Issue #258, opened 2022-09-05
Data processing function use print, not logger


jnnr:
As the title says, many functions in tools.dataprocessing use print. Should be replaced with logger.info or logger.warning.

jnnr:
Could you take this one, @monika-o?

monika-o:
Yes!

jnnr:
Closed due to #273

PR #273, opened 2022-10-13
Logger in data_processing.py

monika-o:
This little pull request introduces logging to tools/data_processing.py (see #258).

### DIFF
--- a/scripts/build_datapackage.py
+++ b/scripts/build_datapackage.py
@@ -56,6 +56,7 @@ from oemof_b3.config import config
 
 logger = logging.getLogger()
 
+
 def update_with_checks(old, new):
     r"""
     Updates a Series or DataFrame with new data. Raises a warning if there is new data that is not
--- a/scripts/build_datapackage.py
+++ b/scripts/build_datapackage.py
@@ -26,7 +26,6 @@ Explanations about the structure of the preprocessed datapackage can be found in
 `docu <https://oemof-b3.readthedocs.io/en/latest/index.html>`_.
 
 """
-import logging
 import sys
 import os
 from collections import OrderedDict
@@ -50,11 +49,8 @@ from oemof_b3.tools.data_processing import (
     unstack_timeseries,
     expand_regions,
     save_df,
-    initLogger,
 )
 from oemof_b3.config import config
-
-logger = logging.getLogger()
 
 
 def update_with_checks(old, new):
@@ -248,9 +244,7 @@ if __name__ == "__main__":
 
     destination = sys.argv[2]
 
-    logfile = sys.argv[3]
-    logger = config.add_snake_logger(logfile, "build_datapackage")
-    initLogger(logger)
+    logger = config.add_snake_logger("build_datapackage")
 
     scenario_specs = load_yaml(scenario_specs)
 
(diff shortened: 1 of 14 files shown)


monika-o:
I've made the changes similar to the logger implementation in scripts/build_datapackage.py. I tried to test it by running the scenario 2050-100-el_eff up to the preprocessing step. This didn't produce an error, but I didn't see any of the statements in the logfile (2050-100-el_eff.log), so I am not sure whether the logging didn't work or whether it just hasn't been called. @jnnr Do you have an idea how to test it, or are the changes so small and clear that we can just merge?

jnnr:
Thank you! The location of the logfiles has changed with #247 to save the logfiles next to the results. I would check if the files logging the data processing steps can be found in results/_resources.

monika-o:
I think I have found the correct logfile, but I've seen now that there are some lines that I have overlooked. I will notify you when I am done.

monika-o:
Here is an update: Some of the logging statements are indeed called when testing it, and they are printed on the terminal. The problem is that they are not saved to the logfile (2050-100-el_eff.log, and also not to any other logfile). I am now trying to figure out the reason for this and would be glad about your ideas if you have some.

monika-o:
The reason is that the functions in data_processing.py use <RootLogger root (INFO)> as logger, whereas the script build_datapackage.py uses the local logger <Logger build_datapackage (INFO)> (and the same issue most probably occurs with optimize.py).

monika-o:
I see two ways to solve this:
1. Simply passing the logger as a parameter to the function (in a total of 6 functions in which we use logging) or
2. Creating a new logger for data processing. This logger, however, must know the location of the logfile (i.e. the scenario) and I didn't find out yet how to access that information.

jnnr:
Thanks for your approach. Looks good, but will break if the naming convention of naming the logger same as the script is not obeyed. 

I found this: https://stackoverflow.com/questions/26405841/python-logging-from-library-module

scripts/build_datapackage.py
```diff
@@ -243,6 +245,7 @@ def calculate_emission_limit(
 
     logfile = sys.argv[3]
     logger = config.add_snake_logger(logfile, "build_datapackage")
+    initLogger(logger)
```
jnnr, line 248: Could this function be called from within config.add_snake_logger? This would avoid a lot of code duplication in the scripts.

henhuy:
Wasn't as easy as I expected.
Now logger is added in data_preprocessing.py.
Name of logfile is read from input parameters and MUST end with ".log" to be detected.

One off-topic commit: Had to fix pre-commit tag (master/main not possible any more - must be tagged to specific version)

jnnr (approved):
Thanks for all your work for this, @monika-o and @henhuy!

I did not expect it to be a problem that uncommon to lead to so many different workarounds. 

To put an end to this, I would like to accept your solution, @henhuy. The only difference to what I originally had in mind is that the logger in dataprocessing has the category "data_processing" and does not state the script from which it is called. But I am ok with it.

henhuy:
> Thanks for all your work for this, @monika-o and @henhuy!
> 
> I did not expect it to be a problem that uncommon to lead to so many different workarounds.
> 
> To put an end to this, I would like to accept your solution, @henhuy. The only difference to what I originally had in mind is that the logger in dataprocessing has the category "data_processing" and does not state the script from which it is called. But I am ok with it.

Oh no. Had this implemented at one point, but thought it would be better to see module name... :(
But as this issue already took so long, I also would close it here...

monika-o:
I would also be fine with it if you close this pull request now.

PR #275, opened 2022-10-24
Feature/improve docstrings

MaGering:
In this PR the docstrings of the python files within `oemof-B3` `scripts` directory are revised.


MaGering:
Is the following still true?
....
◆ **Exercise goal**
In the records above, find the lines containing "https" and copy them.

◆ **Solution to this task**
 `docu <https://oemof-b3.readthedocs.io/en/latest/index.html>`_.
I found this: https://stackoverflow.com/questions/26405841/python-logging-from-library-module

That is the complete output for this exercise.